+++ TASK DATA

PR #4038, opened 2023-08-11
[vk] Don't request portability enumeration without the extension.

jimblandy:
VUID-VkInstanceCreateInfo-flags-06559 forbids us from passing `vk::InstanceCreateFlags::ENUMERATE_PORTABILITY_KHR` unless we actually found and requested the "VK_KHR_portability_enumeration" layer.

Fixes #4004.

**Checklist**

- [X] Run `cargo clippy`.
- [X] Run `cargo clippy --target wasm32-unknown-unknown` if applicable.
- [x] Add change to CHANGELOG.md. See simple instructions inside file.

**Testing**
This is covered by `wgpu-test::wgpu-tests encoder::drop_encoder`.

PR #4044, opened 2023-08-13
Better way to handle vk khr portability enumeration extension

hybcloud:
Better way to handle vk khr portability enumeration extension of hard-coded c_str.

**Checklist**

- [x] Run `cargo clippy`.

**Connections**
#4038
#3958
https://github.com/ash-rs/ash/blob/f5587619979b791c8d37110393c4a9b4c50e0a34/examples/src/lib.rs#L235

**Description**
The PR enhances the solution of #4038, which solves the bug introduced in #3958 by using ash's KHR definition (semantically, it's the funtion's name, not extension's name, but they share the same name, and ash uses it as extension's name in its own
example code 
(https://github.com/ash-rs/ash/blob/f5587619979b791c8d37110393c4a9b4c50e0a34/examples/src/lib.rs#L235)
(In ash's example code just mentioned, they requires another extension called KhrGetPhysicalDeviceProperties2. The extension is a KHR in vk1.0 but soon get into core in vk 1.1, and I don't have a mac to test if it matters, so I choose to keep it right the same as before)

++++++
+++ TASK DATA

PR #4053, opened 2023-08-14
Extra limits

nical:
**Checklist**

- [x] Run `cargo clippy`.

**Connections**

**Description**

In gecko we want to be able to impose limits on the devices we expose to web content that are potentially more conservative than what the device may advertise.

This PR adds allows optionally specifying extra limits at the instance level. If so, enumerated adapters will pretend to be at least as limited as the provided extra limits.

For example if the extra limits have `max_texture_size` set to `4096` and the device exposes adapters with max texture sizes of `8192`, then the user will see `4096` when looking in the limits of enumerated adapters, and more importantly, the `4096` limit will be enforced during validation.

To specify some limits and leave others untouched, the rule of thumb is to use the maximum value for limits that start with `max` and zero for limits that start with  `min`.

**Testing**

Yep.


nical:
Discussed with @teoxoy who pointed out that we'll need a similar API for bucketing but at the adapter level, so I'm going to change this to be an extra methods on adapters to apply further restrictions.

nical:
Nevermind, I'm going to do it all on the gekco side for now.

++++++

TASK STATEMENT: Which lines above contain the word "change"? Copy each of them.

EXERCISE ANSWER:
- [x] Add change to CHANGELOG.md. See simple instructions inside file.
Discussed with @teoxoy who pointed out that we'll need a similar API for bucketing but at the adapter level, so I'm going to change this to be an extra methods on adapters to apply further restrictions.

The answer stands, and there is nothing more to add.